> Problem statement
Exact copies of all the lines below are required.

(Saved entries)
PR #1322, opened 2026-09-01
Bound the vectorized stream Top-N merge by limit+offset

SammyUrfen:
`SortedMerge` in the vectorized stream pipeline (`scan -> merge -> distinct -> limit`) buffered a row reference for every scanned row, stable-sorted the entire set in `Finalize`, and applied the distinct-`ElementID` cap only afterwards. For a query with `LIMIT 20` over a wide time range, both the merge state and the sort cost scaled with the number of rows scanned rather than with the limit. The row path does not behave this way: its heap merge stops once it has collected N distinct elements.

### Approach

`Consume` now prunes the buffer as it fills. Once it grows past twice the cap it sorts in place and re-applies the cap, keeping only the first row of each retained `ElementID`.

Dropping the later duplicates instead of passing them to the downstream `Distinct` is what makes the bound hold. The cap can only fire when a new distinct `ElementID` appears, so on a corpus whose distinct cardinality sits just above the cap, one prune removes the boundary row and it is not re-established for thousands of rows. Every duplicate in that window would otherwise accumulate, and each one pins its source `RecordBatch`. Measured over 100k rows with cap 20 and cardinality 21, carrying the duplicates retained 987 references pinning 94 of 98 batches; compacting retains 20 references pinning 1.

Since every prune now leaves at most `maxRows` rows, the threshold no longer needs a backoff and that logic is removed.

### Results

100k rows, batch size 1024, `-benchtime=20x -count=6`, medians:

| Benchmark | Before | After |
| --- | --- | --- |
| `SortedMergeTopN` (LIMIT 20) | 13,011,532 B/op, 178 ms/op | 170,722 B/op, 64 ms/op |
| `SortedMergeTopNDuplicateHeavy` | 16,750,484 B/op, 67 ms/op | 168,706 B/op, 35 ms/op |
| `SortedMergeUncapped` (control) | 13,090,242 B/op, 183 ms/op | 13,090,243 B/op, 181 ms/op |

The uncapped control is unchanged byte for byte, which is the check that the filtered path has not been affected.

### Requirements covered

The size audit on the issue classifies it as a tracking parent whose first deliverable is R1/R2 for criteria-less queries, with R3 as a follow-up leaf. This PR is that first deliverable, not the whole issue.

**R1 — delivered for criteria-less queries**, subject to the limitation below. Merge state is O(L + O) row references instead of O(N), and the element set and order are unchanged.

**R2 — delivered.** `SortedMerge` no longer sorts N rows when `mergeCap > 0`. It sorts at most `maxRows + batchSize` rows at a time, so total work is O(N log(maxRows + batchSize)). Stable tie-breaking on the arrival sequence and the distinct-`ElementID` cap semantics are preserved.

**R3 — not delivered, and not feasible as currently scoped.** Index-order queries wrapped by a tag filter continue to merge uncapped. Their filter runs at egress, after the merge, so a cap applied here would starve it: the filter's selectivity is unknown, so the top `limit + offset` rows before it can contain arbitrarily few surviving rows, while the row path keeps pulling until it has enough. Bounding that path requires columnar tag-filter pushdown ahead of the merge, which the issue lists as out of scope. The parity constraint is now stated in `localIndexScan.ExecuteVectorized`, where the decision is made. This remains the follow-up leaf.

**R4 — green.** `TestSortedMergeCapKeepsInOrderTopN`, `TestSortedMergeCapCountsDistinctElementIDs` and `TestSortedMergeHugeCapDoesNotOverAllocate` pass unchanged, as do the stream vectorized parity and integration tests.

The RED test the size audit asks for is `TestSortedMergePruneBoundsRetainedState`. It asserts retained state on a synthetic pipeline with N far greater than the cap, and fails against the previous implementation, where `len(SortedMerge.rows)` reaches N before the cap is applied.

On the callers listed in the issue boundary: `localIndexScan.ExecuteVectorized` is the only non-test caller of `BuildStreamMergePipeline` and is updated here. `banyand/query/processor.go` reaches the merge only through it, and its `applyStreamTagFilter` egress sits on the uncapped path, which is unchanged. The distributed liaison merge path is covered by `test/integration/distributed/query`.

### Testing

`TestSortedMergePruneMatchesFullSort` is a differential oracle: over a corpus large enough to prune repeatedly, seeded with colliding timestamps and repeated `ElementID`s, the capped pipeline must return exactly what an uncapped merge returns truncated to the first `mergeCap` distinct elements. It sweeps three seeds, four caps, two cardinalities and both sort directions.

`TestSortedMergePruneBoundsRetainedState` sweeps distinct-`ElementID` cardinality across `cap+1`, `cap+5`, `cap/2` and all-distinct. Its corpus is shuffled deliberately: with the scan already in sort order every survivor comes from the newest batch, and the assertion would hold at 1 regardless of what the implementation does. It fails against the previous implementation at cardinalities 21, 25 and 10.

Also run locally: `go test -race` over `pkg/query/vectorized/...`, `banyand/stream/...` and `pkg/query/logical/stream/...`; `test/integration/standalone/query` and `test/integration/distributed/query`; `golangci-lint` over the project-scoped paths CI lints; `license-eye header check`; and the format configuration.

There are no on-disk format or wire protocol changes.

### Known limitation

The bound is on merge state. Each retained reference still pins its whole source `RecordBatch`, so worst-case retained rows are `O(min(N, maxRows * batchSize))` rather than `O(maxRows)` — one batch when the scan arrives in sort order, up to `maxRows` batches when scan order is uncorrelated with it. Tightening that further means copying surviving rows into a merge-owned batch, which is a larger change and is not required to remove the growth in N that this issue is about. I am happy to follow up with it if reviewers would rather have the stricter bound.

Addresses R1, R2 and R4 of apache/skywalking#14050. R3 stays open as the follow-up leaf that issue's size audit identifies, so this does not close it.


pkg/query/vectorized/stream/sorted_merge.go
```diff
@@ -74,15 +75,36 @@ func NewSortedMerge(schema *vectorized.BatchSchema, desc bool, batchSize int) *S
...
+// The cap is enforced INCREMENTALLY: Consume prunes the buffer back to the
+// in-order top-N whenever it grows past 2*maxRows, so merge state stays O(maxRows)
+// rows — plus the batch being consumed — and sort work is O(N log maxRows) rather
+// than O(N log N).
+//
+// This yields the same QUERY result as capping after one full sort (the emitted
+// rows are the deduped top-N rather than a duplicate-carrying prefix of it, which
+// the downstream Distinct makes indistinguishable). A row dropped by a prune
+// already sits behind maxRows distinct ElementIDs, and rows consumed later can
+// only insert AHEAD of it (pushing it further past the cap), never behind it;
```
hanahmily: This proof is not quite accurate: rows consumed later can sort either ahead of or behind a dropped row. The monotonic argument is that later rows ahead can only worsen the dropped row's distinct rank, while later rows behind cannot improve it. Since this is the correctness justification for destructive pruning, could you reword it accordingly?

pkg/query/vectorized/stream/sorted_merge_test.go
```diff
@@ -208,6 +211,129 @@ func TestSortedMergeHugeCapDoesNotOverAllocate(t *testing.T) {
...
+)
+
+// runPruneParityCase asserts one (seed, cap, cardinality, direction) of the
+// prune differential oracle.
+func runPruneParityCase(t *testing.T, seed int64, mergeCap, idCardinality int, desc bool) {
+	t.Helper()
+	name := fmt.Sprintf("seed%d/cap%d/ids%d/desc%v", seed, mergeCap, idCardinality, desc)
+	rng := rand.New(rand.NewSource(seed)) //nolint:gosec // fixed seed: a failing case must reproduce exactly
+	rows := make([]testRow, pruneParityRows)
+	for i := range rows {
```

> Response to the exercise
PR #1322, opened 2026-09-01
Bound the vectorized stream Top-N merge by limit+offset

SammyUrfen:
`SortedMerge` in the vectorized stream pipeline (`scan -> merge -> distinct -> limit`) buffered a row reference for every scanned row, stable-sorted the entire set in `Finalize`, and applied the distinct-`ElementID` cap only afterwards. For a query with `LIMIT 20` over a wide time range, both the merge state and the sort cost scaled with the number of rows scanned rather than with the limit. The row path does not behave this way: its heap merge stops once it has collected N distinct elements.

### Approach

`Consume` now prunes the buffer as it fills. Once it grows past twice the cap it sorts in place and re-applies the cap, keeping only the first row of each retained `ElementID`.

Dropping the later duplicates instead of passing them to the downstream `Distinct` is what makes the bound hold. The cap can only fire when a new distinct `ElementID` appears, so on a corpus whose distinct cardinality sits just above the cap, one prune removes the boundary row and it is not re-established for thousands of rows. Every duplicate in that window would otherwise accumulate, and each one pins its source `RecordBatch`. Measured over 100k rows with cap 20 and cardinality 21, carrying the duplicates retained 987 references pinning 94 of 98 batches; compacting retains 20 references pinning 1.

Since every prune now leaves at most `maxRows` rows, the threshold no longer needs a backoff and that logic is removed.

### Results

100k rows, batch size 1024, `-benchtime=20x -count=6`, medians:

| Benchmark | Before | After |
| --- | --- | --- |
| `SortedMergeTopN` (LIMIT 20) | 13,011,532 B/op, 178 ms/op | 170,722 B/op, 64 ms/op |
| `SortedMergeTopNDuplicateHeavy` | 16,750,484 B/op, 67 ms/op | 168,706 B/op, 35 ms/op |
| `SortedMergeUncapped` (control) | 13,090,242 B/op, 183 ms/op | 13,090,243 B/op, 181 ms/op |

The uncapped control is unchanged byte for byte, which is the check that the filtered path has not been affected.

### Requirements covered

The size audit on the issue classifies it as a tracking parent whose first deliverable is R1/R2 for criteria-less queries, with R3 as a follow-up leaf. This PR is that first deliverable, not the whole issue.

**R1 — delivered for criteria-less queries**, subject to the limitation below. Merge state is O(L + O) row references instead of O(N), and the element set and order are unchanged.

**R2 — delivered.** `SortedMerge` no longer sorts N rows when `mergeCap > 0`. It sorts at most `maxRows + batchSize` rows at a time, so total work is O(N log(maxRows + batchSize)). Stable tie-breaking on the arrival sequence and the distinct-`ElementID` cap semantics are preserved.

**R3 — not delivered, and not feasible as currently scoped.** Index-order queries wrapped by a tag filter continue to merge uncapped. Their filter runs at egress, after the merge, so a cap applied here would starve it: the filter's selectivity is unknown, so the top `limit + offset` rows before it can contain arbitrarily few surviving rows, while the row path keeps pulling until it has enough. Bounding that path requires columnar tag-filter pushdown ahead of the merge, which the issue lists as out of scope. The parity constraint is now stated in `localIndexScan.ExecuteVectorized`, where the decision is made. This remains the follow-up leaf.

**R4 — green.** `TestSortedMergeCapKeepsInOrderTopN`, `TestSortedMergeCapCountsDistinctElementIDs` and `TestSortedMergeHugeCapDoesNotOverAllocate` pass unchanged, as do the stream vectorized parity and integration tests.

The RED test the size audit asks for is `TestSortedMergePruneBoundsRetainedState`. It asserts retained state on a synthetic pipeline with N far greater than the cap, and fails against the previous implementation, where `len(SortedMerge.rows)` reaches N before the cap is applied.

On the callers listed in the issue boundary: `localIndexScan.ExecuteVectorized` is the only non-test caller of `BuildStreamMergePipeline` and is updated here. `banyand/query/processor.go` reaches the merge only through it, and its `applyStreamTagFilter` egress sits on the uncapped path, which is unchanged. The distributed liaison merge path is covered by `test/integration/distributed/query`.

### Testing

`TestSortedMergePruneMatchesFullSort` is a differential oracle: over a corpus large enough to prune repeatedly, seeded with colliding timestamps and repeated `ElementID`s, the capped pipeline must return exactly what an uncapped merge returns truncated to the first `mergeCap` distinct elements. It sweeps three seeds, four caps, two cardinalities and both sort directions.

`TestSortedMergePruneBoundsRetainedState` sweeps distinct-`ElementID` cardinality across `cap+1`, `cap+5`, `cap/2` and all-distinct. Its corpus is shuffled deliberately: with the scan already in sort order every survivor comes from the newest batch, and the assertion would hold at 1 regardless of what the implementation does. It fails against the previous implementation at cardinalities 21, 25 and 10.

Also run locally: `go test -race` over `pkg/query/vectorized/...`, `banyand/stream/...` and `pkg/query/logical/stream/...`; `test/integration/standalone/query` and `test/integration/distributed/query`; `golangci-lint` over the project-scoped paths CI lints; `license-eye header check`; and the format configuration.

There are no on-disk format or wire protocol changes.

### Known limitation

The bound is on merge state. Each retained reference still pins its whole source `RecordBatch`, so worst-case retained rows are `O(min(N, maxRows * batchSize))` rather than `O(maxRows)` — one batch when the scan arrives in sort order, up to `maxRows` batches when scan order is uncorrelated with it. Tightening that further means copying surviving rows into a merge-owned batch, which is a larger change and is not required to remove the growth in N that this issue is about. I am happy to follow up with it if reviewers would rather have the stricter bound.

Addresses R1, R2 and R4 of apache/skywalking#14050. R3 stays open as the follow-up leaf that issue's size audit identifies, so this does not close it.


pkg/query/vectorized/stream/sorted_merge.go
```diff
@@ -74,15 +75,36 @@ func NewSortedMerge(schema *vectorized.BatchSchema, desc bool, batchSize int) *S
...
+// The cap is enforced INCREMENTALLY: Consume prunes the buffer back to the
+// in-order top-N whenever it grows past 2*maxRows, so merge state stays O(maxRows)
+// rows — plus the batch being consumed — and sort work is O(N log maxRows) rather
+// than O(N log N).
+//
+// This yields the same QUERY result as capping after one full sort (the emitted
+// rows are the deduped top-N rather than a duplicate-carrying prefix of it, which
+// the downstream Distinct makes indistinguishable). A row dropped by a prune
+// already sits behind maxRows distinct ElementIDs, and rows consumed later can
+// only insert AHEAD of it (pushing it further past the cap), never behind it;
```
hanahmily: This proof is not quite accurate: rows consumed later can sort either ahead of or behind a dropped row. The monotonic argument is that later rows ahead can only worsen the dropped row's distinct rank, while later rows behind cannot improve it. Since this is the correctness justification for destructive pruning, could you reword it accordingly?

pkg/query/vectorized/stream/sorted_merge_test.go
```diff
@@ -208,6 +211,129 @@ func TestSortedMergeHugeCapDoesNotOverAllocate(t *testing.T) {
...
+)
+
+// runPruneParityCase asserts one (seed, cap, cardinality, direction) of the
+// prune differential oracle.
+func runPruneParityCase(t *testing.T, seed int64, mergeCap, idCardinality int, desc bool) {
+	t.Helper()
+	name := fmt.Sprintf("seed%d/cap%d/ids%d/desc%v", seed, mergeCap, idCardinality, desc)
+	rng := rand.New(rand.NewSource(seed)) //nolint:gosec // fixed seed: a failing case must reproduce exactly
+	rows := make([]testRow, pruneParityRows)
+	for i := range rows {
```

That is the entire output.